All the great religions, at their core, agree that the greatest of all virtues is compassion. Compassion is the core of morality, as the present Dalai Lama constantly emphasizes. Compassion implies true concern for others, whether of the same or other species. This concern comes naturally to us. It is an evolved feature. The biological root of compassion, I suggest, is the desire to cooperate –  a desire favoured by natural selection because it leads to cooperativeness which is the principal survival tactic.

I developed that argument in my latest book, Why Genes are Not Selfish and People are Nice.
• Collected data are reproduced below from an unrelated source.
PR #395, opened 2019-12-02
Services client data

cookkate:
Client-side populate etc code for services data

### DIFF
--- a/client/src/models/populate_services.js
+++ b/client/src/models/populate_services.js
@@ -5,13 +5,10 @@ import {
   Service,
 } from './services.js';
 
-const { service_years } = Service;
 
-
-const dept_service_fragment = (years_to_load) => (
-  `${_.map(years_to_load,
-    year => `
-      services${year}: (year: ${_.toInteger(year)}){
+const dept_service_fragment = (
+  `
+      services$: services {
         service_id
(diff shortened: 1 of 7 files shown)


client/src/models/populate_services.js
```diff
@@ -0,0 +1,215 @@
...
+
+const get_all_services_query = gql`
+query($lang: String!) {
+  root(lang: $lang) {
+    orgs {
+      ${dept_service_fragment}
+    }
+  }
+}
+`;
```
Stephen-ONeil: Nitpick: these aren't get functions anymore, they directly contain the query values now.

client/src/panels/panel_declarations/finances/budget_measures/budget_measures_panel.js
```diff
@@ -33,6 +33,8 @@ const {
   CRSO,
 } = Subject;
 
+import {Service} from '../../../../models/services.js';
```
Stephen-ONeil: Drop this line before merging please.

client/src/models/populate_services.js
cookkate: yeah good point :+1:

Many no doubt will say it is naïve but no-one has yet knocked it down and it seems to me to provide a good defence – a biological defence – of the notion that nature is innately good, since nature is cooperative and cooperativeness leads to compassion and compassion is the core of goodness. So the argument vindicates, at least in part, the idea that it ought to be good to emulate nature.

But actually, we can cut through this whole convoluted line of thinking – one that has been going on for thousands of years and can never ultimately be resolved – simply by pointing out that the agroecologist’s appeal to nature has nothing to do with the naturalistic fallacy at all. The naturalistic fallacy is a about morals. Agroecologists do not seek to emulate nature because that is morally good and may ease their passage into Heaven, but because it works. The point is not moral, but practical. The gap between the actual and the moral which some have argued is unbridgeable does not actually need to be bridged. The high-sounding appeal to the naturalistic fallacy is simply not appropriate. I have argued the point here only because clever people have brought it up and stones like this should not be left unturned.

In short: we cannot and obviously should not seek to replicate all that nature does. That would be ridiculous (and of course impossible). But we can identify particular features of ecosystems that seem to be well worth trying to match: their commendable if rarely maximal productivity under all kinds of circumstance; their persistence; and their ability to adapt to changing conditions. These features (whatever the caveats and conditional clauses) seem to be related to their diversity, the synergies born of this diversity, and the generally low input – certainly the freedom from fossil fuels.

So I will continue to argue that farmers should emulate nature – though taking more care to point out that “should” is not meant in the moral sense, and “emulate” does not mean “slavishly mimic”.